I swore off buying vodka one day after DH had to help me zip up a dress.  Pliers should never find a place among your beauty tools.  I figured ’twas time to go on a diet.  Calculating that I was consuming enough calories to support a small island inhabited with natives who only thrived on pie and fried chicken, I figured I would forgo the greasy lunches, forage like a bunny on salad for dinner, but give up my cocktails?  My math surely was off.

I actually spent the next week obsessed with googling low-cal or ever the optimist, no calorie vodka.  There’s nothing out there.  Organic vodka, artisnal small batch vodka, vodka flavored with exotic fruits or even chocolate or jalapenos, but calorie-free vodka?  Believe me, if ever there was a niche market, there it is. One could make billions.

Vodka, it seems has the least calories of any alcoholic beverage.  It’s super fat packing properties, as with all alcohol, comes from its ability to turn into sugar once ingested which circumvents the liver’s ability to metabolize the stuff.  Sugar = fat.  Thus, the stuff packs on the pudge like nobody’s business and a lot quicker than a month of evenings spent in front of the TV while eating boxes of Ding Dongs and planks of chedder cheese and peanut butter crackers. Drinking cocktails with a devil-may-care abandon has the same effect as injecting bacon fat directly into your butt and thighs and (for me) arms and belly and face (everywhere, except, unfortunately, my hair–fat hair would be nice).

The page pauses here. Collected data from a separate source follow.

PR #233, opened 2022-05-06
Pre processing policies

Choraden:
In this approach we prepare plan for given policy during cluster::refreshTopology, then Iter() is costless.


Choraden:
Screenshot 2022-05-06 at 09 33 42

transport/policy.go
```diff
@@ -256,8 +210,30 @@ func (p *NetworkTopologyTokenAwarePolicy) Update(t *topology) {
...
-func (p *NetworkTopologyTokenAwarePolicy) Clone() HostSelectionPolicy {
-	return p // TODO: implement valid Clone method.
+func NewNetworkTopologyTokenAwarePolicy(wp WrapperPolicy) *NetworkTopologyTokenAwarePolicy {
+	return &NetworkTopologyTokenAwarePolicy{
+		WrapperPolicy: wp,
+	}
+}
+
+func (p NetworkTopologyTokenAwarePolicy) Iter(qi QueryInfo, idx int) *Node {
+	start, end := 0, len(p.PreparedNodes)
```
Choraden, line 226: Shouldn't it be 
```go
start, end := 0, len(p.PreparedNodes)-1
```
?

Choraden: Then I believe you can delete this
```go
if start == len(p.PreparedNodes) {
 	start = 0
}
```

transport/cluster_integration_test.go
```diff
@@ -74,7 +74,7 @@ func TestClusterIntegration(t *testing.T) {
 	}
 
 	// There should be at least system keyspaces present.
-	if len(c.topology.Load().(*topology).keyspaces) == 0 {
+	if len(c.topology.Load().(*Topology).keyspaces) == 0 {
```
Choraden, line 77: What's the type assertion for?

session.go
```diff
@@ -100,7 +102,19 @@ func (cfg *SessionConfig) Validate() error {
 type Session struct {
 	cfg     SessionConfig
 	cluster *transport.Cluster
-	policy  transport.HostSelectionPolicy
+	hsp     atomic.Value // HostSelectionPolicy
```
Choraden, line 105: Should we keep the naming as it was? This is hsp -> policy.

transport/policy.go
Michal-Leszczynski: Answers:
- no
- no

transport/cluster_integration_test.go
Michal-Leszczynski: It casts the type.

session.go
Michal-Leszczynski: I changed policy to `hsp`, because you cannot have method and filed of the same name.
We won't really be using `hsp` anyways, we will always call `policy()` method to load it from `atomic.Value`.

transport/policy.go
Michal-Leszczynski: Tokens: [1, 3, 5, 7]
Query: 8
Got: 7
Wanted: 1

transport/cluster_integration_test.go
Choraden: We can always use already implemented method: 
```go
func (c *Cluster) Topology() *Topology {
	return c.topology.Load().(*Topology)
}
```

mmatczuk:
Without this patch I'm getting consistently in 10M mixed

```
2022/05/27 12:26:17 Finished
Benchmark time: 11771 ms
```

Kulezi:
Closing in favor of #247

This sad, lard dripping realization is as traumatic as finding out that Santa Claus is a fraud or that Prada can sometimes be found at TJ Maxx (I mean, if you can buy a Prada purse at a discounter, then everyone else can, making it democratic not special).  Besides, if I really had my choice, I’d prefer my caloric excesses to be chewable.

What I soon discovered was that besides missing inches, I missed that constant jagged fuzziness called a hangover. Mother Nature is a cruel and horrible shrew at times.  One of her best and perhaps cruelest of jokes is that once you pass 30, hangovers seem to last a lot longer. An eternity longer. Now, mornings are no longer things to fear.  I can now put on mascara and not feel as if my eyelashes are bruised.   More importantly, after a bit, my skirts suddenly zipped without help from tools from the garage. Stoked by less of me, I figured I could hasten my shrinkage if I actually got up and moved as well.

I discovered that moderation and movement make the ideal cocktail.  I am serious about never saying no to anything that tastes good or makes me feel good.  Pleasure  rocks!  I don’t kill myself running, and I never turn down a cocktail.  I just turn down the 3rd and 4th! and I make sure to put movement somewhere into my day. To me, this seems the most healthy.  I can never understand people who derive smugness from self-deprivation.  Where’s the fun in that?  I think I’d rather have the chocolate and the chance to share it.

In fact, the other night, DH and I stopped for cocktails and I had a mojito made not with the traditional mint, but cilantro.  Yeah, cilantro…pretty cool.  But since DH ordered a plate of crab puffs, I had only the one drink in favor of half of the crab puffs.  With the caloric save, I didn’t feel the urge to pick up a spoon to check my reflection to see whether or not I had suddenly grown pointy ears and a piggy nose.

So for Thanksgiving, I have am anticipating a glass or two from wicked bottle of Shiraz DH picked up last night and just a healthy serving of everything!

Besides the turkey…I’m making a red wine and cherry reduction to glaze the bird:

Here’s an easy recipe–it’s good on almost any meat:

Red Wine & Cherry Glaze

2 cups of good red wine
1 12oz  bag of frozen cherries (unsweetened)
2 tbl of honey
1 tbl minced garlic
1 tbl minced ginger
a dash of thyme and red pepper flakes

Simmer until the wine reduces by 1/2.  Use a pastry brush to baste the glaze on the turkey, chicken or pork.

May your Thanksgiving be filled with lots of good things–if ya gotta pig out, pig out on the love and warmth of family and friends.  If that doesn’t work, go ahead, pour yourself a stiff one!  But just one or two!